Я подогреваю вино. Присыпаю мукой куски крольчатины и добавляю сало. Вливаю кипяток, чтобы равномерно смешать все ингредиенты. Добавляю горячее вино, приправы и неочищенный чеснок. Ставлю кокотницу на край плиты, чтобы мясо потомилось.
— Не туда, там слишком горячо, — подсказывает Мария.
Она похожа на тебя: тоже с закрытыми глазами может сказать, какой температуры плита. Сколько раз ты предлагал мне дотронуться до чугуна, чтобы понять, где надо подогреть, а где, наоборот, чуть убавить жару.
Тут, в деревне, все знают, что Люлю нравятся мужчины. Когда Габи вернулся с войны, то узнал, что их отец побил Люлю, когда застал в компании с одним парнем в лесу. Мать умоляла Габи не обсуждать это с отцом. Тот как раз собирал картошку в саду. Габи подошел к отцу, его голос звенел: «Люсьен мой брат. Если еще раз поднимешь на него руку, будешь иметь дело со мной. Не посмотрю, что отец». У того увлажнились глаза. Он побаивался сына, который вернулся с войны уверенным в себе и способным за себя постоять, и прошептал: «У меня в семье педераст». — «И что? Что, лучше бы он в концлагере подох?» Отец опустил голову и принялся рассматривать картошку.

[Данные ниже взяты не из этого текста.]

PR #400, opened 2020-05-22
Only poweroff if poweroff_servers has a host in it

johnbieren:
Signed-off-by: Johnny Bieren <jbieren@redhat.com>

# Description

Only call the task to power off all servers in the poweroff_servers group if at least one host was added to it. Otherwise, you get an error because the group won't actually exist.

## Type of change

## Testing

- [ ] Tested locally

**Test Configuration**:

- Versions: RHEL-8.1
- Hardware: Virtual

## Checklist

### DIFF
--- a/ansible-ipi-install/roles/node-prep/tasks/100_power_off_cluster_servers.yml
+++ b/ansible-ipi-install/roles/node-prep/tasks/100_power_off_cluster_servers.yml
@@ -19,5 +19,6 @@
         password: "{{ hostvars[item]['ipmi_password'] }}"
         port: "{{ hostvars[item]['ipmi_port'] | default(623) }}"
         state: off
+      when: groups['poweroff_hosts'] is defined
       with_items: "{{ groups['poweroff_hosts'] }}"
   tags: powerservers


johnbieren:
[test-ipi]

ansible-ipi-install/roles/node-prep/tasks/100_power_off_cluster_servers.yml
```diff
@@ -19,5 +19,6 @@
         password: "{{ hostvars[item]['ipmi_password'] }}"
         port: "{{ hostvars[item]['ipmi_port'] | default(623) }}"
         state: off
+      when: groups['poweroff_hosts'] is defined
```
rlopez133, line 22: I'm not sure we need this because lines 9,10 take care of what hosts should be part of the poweroff_hosts group. The masters should realistically always been in that group. 

What scenario are you running that gave you an error?

johnbieren: If all of your masters have poweroff=false, then the poweroff_hosts group never gets created and this task fails

rlopez133:
Even though what you are saying is true, there is not a scenario where we don't want the poweroff_hosts group to be undefined. This feature was included to add a little more flexibility for very specific use cases, but in general 95% of the time we want the playbook to go off and shutdown the systems (default behavior). If we include this when statement I see further issues in installing that are harder to debug due to this check passing.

Я достаю куски крольчатины из кокотницы, фильтрую жидкость и снова ставлю на плиту, добавив печень, легкие и сердце. Осторожно помешиваю, оценивая на глаз густоту получающегося соуса. Габи макает в соус кусок хлеба, пробует, щурится и произносит:
— Пища богов.
Помню, как ты говорил мне: «Делать соусы — самое чудесное занятие». Когда в детстве я наблюдал, как ты готовишь креветочный соус-биск, мне это казалось сродни волшебству. Креветки в кокотнице становились ярко-красными, а ты в это время учил меня мелко шинковать овощи, которые потом добавлял в блюдо. Но сначала ты их давил скалкой, служащей тебе мялкой. Помидоры, белое вино, гвоздика, можжевеловые ягоды и душистый перец превращались в пыль и томились на медленном огне часа три. Соус-биск загустевал, а затем ты его процеживал через дуршлаг конической формы. И, конечно, добавлял сливок. Ты давал мне пробовать получившееся чудо. А сейчас я просто горд, что Марии и Габи понравилось рагу.

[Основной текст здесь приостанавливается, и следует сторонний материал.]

PR #407, opened 2020-05-27
Allow provisioning network adjustments

### LINKED ISSUE #406: Missing some additional install-config options
The chapter in our doc that references additional install-config.yaml (https://openshift-kni.github.io/baremetal-deploy/4.4/Deployment.html#additional-install-config-parameters_ipi-install-prerequisites) options doesn't capture everything listed here: https://github.com/openshift/installer/blob/master/docs/user/metal/customization_ipi.md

Я знаю, что если позвоню тебе, чтобы рассказать об этом, ты начнешь спрашивать, как идет подготовка к экзаменам. У нас с тобой не принято говорить о том, что напрягает. Я так к этому привык, что совершенно растерялся, когда однажды в классе учитель спросил меня, чем я намерен заниматься после выпускных экзаменов. Я запрещал себе говорить о кухне, потому что боялся, что ты об этом узнаешь. Инженерные школы[78] тоже можно было исключить, поскольку я был абсолютным нулем в технике. Так что я растерялся до такой степени, что вызывающе ответил: «Чем угодно, только не тем, чем я тут занимаюсь». Остальные ребята от хохота на парты повалились.